## EXERCISE
The expected answer is the data below, retyped exactly.

## Stored items
....

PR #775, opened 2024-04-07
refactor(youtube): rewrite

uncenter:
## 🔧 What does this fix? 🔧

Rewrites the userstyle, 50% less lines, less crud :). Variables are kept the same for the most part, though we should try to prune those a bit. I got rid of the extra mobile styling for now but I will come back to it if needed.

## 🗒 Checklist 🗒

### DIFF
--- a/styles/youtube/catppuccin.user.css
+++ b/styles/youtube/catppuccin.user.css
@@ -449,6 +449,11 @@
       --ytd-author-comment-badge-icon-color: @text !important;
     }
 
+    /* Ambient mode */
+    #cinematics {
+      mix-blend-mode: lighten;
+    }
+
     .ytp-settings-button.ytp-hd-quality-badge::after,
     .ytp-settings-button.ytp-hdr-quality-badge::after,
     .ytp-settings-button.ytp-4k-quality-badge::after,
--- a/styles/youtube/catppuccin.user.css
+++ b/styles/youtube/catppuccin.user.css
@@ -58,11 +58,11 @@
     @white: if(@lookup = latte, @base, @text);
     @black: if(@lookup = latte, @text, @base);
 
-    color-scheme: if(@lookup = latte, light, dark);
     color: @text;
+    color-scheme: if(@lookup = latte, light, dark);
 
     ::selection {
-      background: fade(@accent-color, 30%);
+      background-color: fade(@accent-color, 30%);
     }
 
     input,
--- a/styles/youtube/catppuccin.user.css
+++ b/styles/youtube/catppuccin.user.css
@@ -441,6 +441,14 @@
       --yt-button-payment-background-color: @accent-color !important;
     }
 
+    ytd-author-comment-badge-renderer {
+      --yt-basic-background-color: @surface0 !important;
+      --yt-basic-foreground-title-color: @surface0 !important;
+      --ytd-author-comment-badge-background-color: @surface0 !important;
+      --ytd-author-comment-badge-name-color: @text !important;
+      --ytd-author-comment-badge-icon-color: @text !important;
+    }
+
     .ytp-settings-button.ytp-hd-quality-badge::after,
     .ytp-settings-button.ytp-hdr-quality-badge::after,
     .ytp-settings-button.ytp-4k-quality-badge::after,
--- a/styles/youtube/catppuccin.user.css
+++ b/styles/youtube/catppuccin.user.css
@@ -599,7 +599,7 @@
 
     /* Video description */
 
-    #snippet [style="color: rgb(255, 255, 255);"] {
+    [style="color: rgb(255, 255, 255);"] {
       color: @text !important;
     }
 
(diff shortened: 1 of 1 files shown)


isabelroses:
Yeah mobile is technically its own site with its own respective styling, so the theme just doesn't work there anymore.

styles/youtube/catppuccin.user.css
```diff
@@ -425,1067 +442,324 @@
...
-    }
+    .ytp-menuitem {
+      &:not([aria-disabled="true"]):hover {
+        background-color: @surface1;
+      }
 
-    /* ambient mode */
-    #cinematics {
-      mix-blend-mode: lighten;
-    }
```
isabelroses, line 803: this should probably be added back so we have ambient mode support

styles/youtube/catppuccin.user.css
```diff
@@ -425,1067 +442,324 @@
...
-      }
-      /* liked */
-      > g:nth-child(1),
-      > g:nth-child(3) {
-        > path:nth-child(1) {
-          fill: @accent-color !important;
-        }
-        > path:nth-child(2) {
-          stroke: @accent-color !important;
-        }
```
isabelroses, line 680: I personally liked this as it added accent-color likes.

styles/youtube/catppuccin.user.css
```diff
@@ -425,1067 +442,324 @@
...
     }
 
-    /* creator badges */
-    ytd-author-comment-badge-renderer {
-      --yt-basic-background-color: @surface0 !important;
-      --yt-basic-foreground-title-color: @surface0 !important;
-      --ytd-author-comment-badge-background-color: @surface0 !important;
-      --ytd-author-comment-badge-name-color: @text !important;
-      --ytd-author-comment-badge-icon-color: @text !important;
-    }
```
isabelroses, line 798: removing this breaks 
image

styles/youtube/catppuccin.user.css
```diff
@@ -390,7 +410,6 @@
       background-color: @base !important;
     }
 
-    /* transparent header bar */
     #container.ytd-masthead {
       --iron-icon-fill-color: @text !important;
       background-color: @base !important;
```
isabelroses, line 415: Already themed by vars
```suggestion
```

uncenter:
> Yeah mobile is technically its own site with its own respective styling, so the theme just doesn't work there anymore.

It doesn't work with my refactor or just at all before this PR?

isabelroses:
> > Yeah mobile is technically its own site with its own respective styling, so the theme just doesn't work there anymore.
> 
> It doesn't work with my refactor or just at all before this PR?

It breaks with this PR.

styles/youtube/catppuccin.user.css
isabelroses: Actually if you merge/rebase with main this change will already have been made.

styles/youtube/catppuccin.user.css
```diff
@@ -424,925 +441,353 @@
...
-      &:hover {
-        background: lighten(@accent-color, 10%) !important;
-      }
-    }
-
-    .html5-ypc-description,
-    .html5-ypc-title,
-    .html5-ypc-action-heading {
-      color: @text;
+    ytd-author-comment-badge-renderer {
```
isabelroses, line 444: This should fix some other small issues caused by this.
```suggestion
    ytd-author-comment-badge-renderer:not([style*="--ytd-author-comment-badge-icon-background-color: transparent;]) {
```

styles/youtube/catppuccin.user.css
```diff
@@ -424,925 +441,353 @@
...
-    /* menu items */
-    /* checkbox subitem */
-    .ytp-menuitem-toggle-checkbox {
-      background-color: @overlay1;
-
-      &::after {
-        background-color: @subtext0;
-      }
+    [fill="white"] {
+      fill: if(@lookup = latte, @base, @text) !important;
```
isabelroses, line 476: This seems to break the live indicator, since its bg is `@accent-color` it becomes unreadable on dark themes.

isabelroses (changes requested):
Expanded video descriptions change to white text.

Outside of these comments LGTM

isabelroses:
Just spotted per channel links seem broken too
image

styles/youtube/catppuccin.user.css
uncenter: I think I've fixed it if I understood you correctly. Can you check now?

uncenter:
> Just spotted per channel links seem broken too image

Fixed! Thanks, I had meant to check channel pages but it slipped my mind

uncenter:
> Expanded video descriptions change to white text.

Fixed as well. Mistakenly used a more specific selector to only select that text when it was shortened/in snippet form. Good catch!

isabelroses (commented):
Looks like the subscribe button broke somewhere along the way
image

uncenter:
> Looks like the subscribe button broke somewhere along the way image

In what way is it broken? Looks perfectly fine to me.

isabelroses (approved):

....

## EXPECTED ANSWER
PR #775, opened 2024-04-07
refactor(youtube): rewrite

uncenter:
## 🔧 What does this fix? 🔧

Rewrites the userstyle, 50% less lines, less crud :). Variables are kept the same for the most part, though we should try to prune those a bit. I got rid of the extra mobile styling for now but I will come back to it if needed.

## 🗒 Checklist 🗒

### DIFF
--- a/styles/youtube/catppuccin.user.css
+++ b/styles/youtube/catppuccin.user.css
@@ -449,6 +449,11 @@
       --ytd-author-comment-badge-icon-color: @text !important;
     }
 
+    /* Ambient mode */
+    #cinematics {
+      mix-blend-mode: lighten;
+    }
+
     .ytp-settings-button.ytp-hd-quality-badge::after,
     .ytp-settings-button.ytp-hdr-quality-badge::after,
     .ytp-settings-button.ytp-4k-quality-badge::after,
--- a/styles/youtube/catppuccin.user.css
+++ b/styles/youtube/catppuccin.user.css
@@ -58,11 +58,11 @@
     @white: if(@lookup = latte, @base, @text);
     @black: if(@lookup = latte, @text, @base);
 
-    color-scheme: if(@lookup = latte, light, dark);
     color: @text;
+    color-scheme: if(@lookup = latte, light, dark);
 
     ::selection {
-      background: fade(@accent-color, 30%);
+      background-color: fade(@accent-color, 30%);
     }
 
     input,
--- a/styles/youtube/catppuccin.user.css
+++ b/styles/youtube/catppuccin.user.css
@@ -441,6 +441,14 @@
       --yt-button-payment-background-color: @accent-color !important;
     }
 
+    ytd-author-comment-badge-renderer {
+      --yt-basic-background-color: @surface0 !important;
+      --yt-basic-foreground-title-color: @surface0 !important;
+      --ytd-author-comment-badge-background-color: @surface0 !important;
+      --ytd-author-comment-badge-name-color: @text !important;
+      --ytd-author-comment-badge-icon-color: @text !important;
+    }
+
     .ytp-settings-button.ytp-hd-quality-badge::after,
     .ytp-settings-button.ytp-hdr-quality-badge::after,
     .ytp-settings-button.ytp-4k-quality-badge::after,
--- a/styles/youtube/catppuccin.user.css
+++ b/styles/youtube/catppuccin.user.css
@@ -599,7 +599,7 @@
 
     /* Video description */
 
-    #snippet [style="color: rgb(255, 255, 255);"] {
+    [style="color: rgb(255, 255, 255);"] {
       color: @text !important;
     }
 
(diff shortened: 1 of 1 files shown)


isabelroses:
Yeah mobile is technically its own site with its own respective styling, so the theme just doesn't work there anymore.

styles/youtube/catppuccin.user.css
```diff
@@ -425,1067 +442,324 @@
...
-    }
+    .ytp-menuitem {
+      &:not([aria-disabled="true"]):hover {
+        background-color: @surface1;
+      }
 
-    /* ambient mode */
-    #cinematics {
-      mix-blend-mode: lighten;
-    }
```
isabelroses, line 803: this should probably be added back so we have ambient mode support

styles/youtube/catppuccin.user.css
```diff
@@ -425,1067 +442,324 @@
...
-      }
-      /* liked */
-      > g:nth-child(1),
-      > g:nth-child(3) {
-        > path:nth-child(1) {
-          fill: @accent-color !important;
-        }
-        > path:nth-child(2) {
-          stroke: @accent-color !important;
-        }
```
isabelroses, line 680: I personally liked this as it added accent-color likes.

styles/youtube/catppuccin.user.css
```diff
@@ -425,1067 +442,324 @@
...
     }
 
-    /* creator badges */
-    ytd-author-comment-badge-renderer {
-      --yt-basic-background-color: @surface0 !important;
-      --yt-basic-foreground-title-color: @surface0 !important;
-      --ytd-author-comment-badge-background-color: @surface0 !important;
-      --ytd-author-comment-badge-name-color: @text !important;
-      --ytd-author-comment-badge-icon-color: @text !important;
-    }
```
isabelroses, line 798: removing this breaks 
image

styles/youtube/catppuccin.user.css
```diff
@@ -390,7 +410,6 @@
       background-color: @base !important;
     }
 
-    /* transparent header bar */
     #container.ytd-masthead {
       --iron-icon-fill-color: @text !important;
       background-color: @base !important;
```
isabelroses, line 415: Already themed by vars
```suggestion
```

uncenter:
> Yeah mobile is technically its own site with its own respective styling, so the theme just doesn't work there anymore.

It doesn't work with my refactor or just at all before this PR?

isabelroses:
> > Yeah mobile is technically its own site with its own respective styling, so the theme just doesn't work there anymore.
> 
> It doesn't work with my refactor or just at all before this PR?

It breaks with this PR.

styles/youtube/catppuccin.user.css
isabelroses: Actually if you merge/rebase with main this change will already have been made.

styles/youtube/catppuccin.user.css
```diff
@@ -424,925 +441,353 @@
...
-      &:hover {
-        background: lighten(@accent-color, 10%) !important;
-      }
-    }
-
-    .html5-ypc-description,
-    .html5-ypc-title,
-    .html5-ypc-action-heading {
-      color: @text;
+    ytd-author-comment-badge-renderer {
```
isabelroses, line 444: This should fix some other small issues caused by this.
```suggestion
    ytd-author-comment-badge-renderer:not([style*="--ytd-author-comment-badge-icon-background-color: transparent;]) {
```

styles/youtube/catppuccin.user.css
```diff
@@ -424,925 +441,353 @@
...
-    /* menu items */
-    /* checkbox subitem */
-    .ytp-menuitem-toggle-checkbox {
-      background-color: @overlay1;
-
-      &::after {
-        background-color: @subtext0;
-      }
+    [fill="white"] {
+      fill: if(@lookup = latte, @base, @text) !important;
```
isabelroses, line 476: This seems to break the live indicator, since its bg is `@accent-color` it becomes unreadable on dark themes.

isabelroses (changes requested):
Expanded video descriptions change to white text.

Outside of these comments LGTM

isabelroses:
Just spotted per channel links seem broken too
image

styles/youtube/catppuccin.user.css
uncenter: I think I've fixed it if I understood you correctly. Can you check now?

uncenter:
> Just spotted per channel links seem broken too image

Fixed! Thanks, I had meant to check channel pages but it slipped my mind

uncenter:
> Expanded video descriptions change to white text.

Fixed as well. Mistakenly used a more specific selector to only select that text when it was shortened/in snippet form. Good catch!

isabelroses (commented):
Looks like the subscribe button broke somewhere along the way
image

uncenter:
> Looks like the subscribe button broke somewhere along the way image

In what way is it broken? Looks perfectly fine to me.

isabelroses (approved):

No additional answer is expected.